In recent years, autonomous vehicles have received an increasing amount of attention from academia, government laboratories and industry due to their wide applicability in many potential domains such as autonomous driving, space exploration, network-centric warfare, intelligence, surveillance and reconnaissance (ISR), humanitarian demining, post-disaster search and rescue missions and environment monitoring to name just a few. Autonomous vehicles are intelligent systems that can function and interact autonomously within unstructured, dynamic and sometimes partially observable environments without explicit human guidance. These vehicles employ intelligent techniques to mimic human intelligence in decision making, problem solving, learning from the environment and adapting to its changes. An autonomous vehicle should be able to answer questions like “Where am I?”, “Where am I going?”, “What does the world look like?”, “How to explore an unknown environment?”, “How can I get there from here?”, “How to achieve intelligent connection between perception and action?” and “how to update with unexpected events?”. This course aims at providing students with the basics required to design and control an autonomous vehicle and explains the intelligent algorithms that make this vehicle able to answer the aforementioned questions autonomously. It covers different aspects of autonomous vehicles such as locomotion, localization, state estimation, control, environment mapping and motion planning and learning. Without assuming any prior knowledge of artificial intelligence, the course provides an introduction to the key artificial intelligence issues involved in the development of autonomous vehicles.

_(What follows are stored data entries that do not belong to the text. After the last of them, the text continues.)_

Issue #2568, opened 2025-04-14
Scatter points does not work on shapes with holes


TrueDoctor:
When using the scatter points node on shapes with holes, it fills the holes twice instead of never:

![Image](https://github.com/user-attachments/assets/94d66728-0728-4171-b3fb-3badf0801645)

PR #2569, opened 2025-04-14
Fix Poisson-disk sampling with negative space from nested subpaths

TrueDoctor:
Previously all Subpaths were considered independently for the poisson disk sampling evaluation. We now check against all Subpaths which might contain the point to fix shapes with holes such as fonts with letters with holes in them

Before:

Image

After:
image

Closes: #2568


TrueDoctor:
Fixed: 
image

Keavon (approved):
If you rename `shapes` to `subpaths` and `shape_index` to `subpath_index`, you have my approval.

Course Instructor: Dr. Alaa Khamis
Email: alaakhamis[at]gmail[dot]com
Office: TBD
Office hours: TBD
Course TAs:
Eng. Ahmed Khairy
Email: akhairy[at]zewailcity[dot]edu[dot]eg
Office: TBD
Office hours: TBD
Junior TA: Mahmoud Abdul Galil
Email: s-mahmoud[dot]abdelgalil[at]zewailcity[dot]edu[dot]eg
Office: TBD
Office hours: TBD
Textbook:
- R. Siegwart and I. Nourbakhsh . Introduction to Autonomous Mobile Robots. MIT Press, 2004.
- Thomas Braunl. Embedded Robotics. Springer, 2006.
- Robin Murphy . Introduction to AI Robotics. MIT Press,
2000.
- Phillip McKerrow. Introduction to Robotics. Addison-Wesley,
1991.
- Mark Lee. Intelligent Robotics. Halsted Press and Open University Press, 1989.
Lectures will be based mainly, but not exclusively, on material in these textbooks. Lectures will not follow the same sequence
as the material presented in the texts.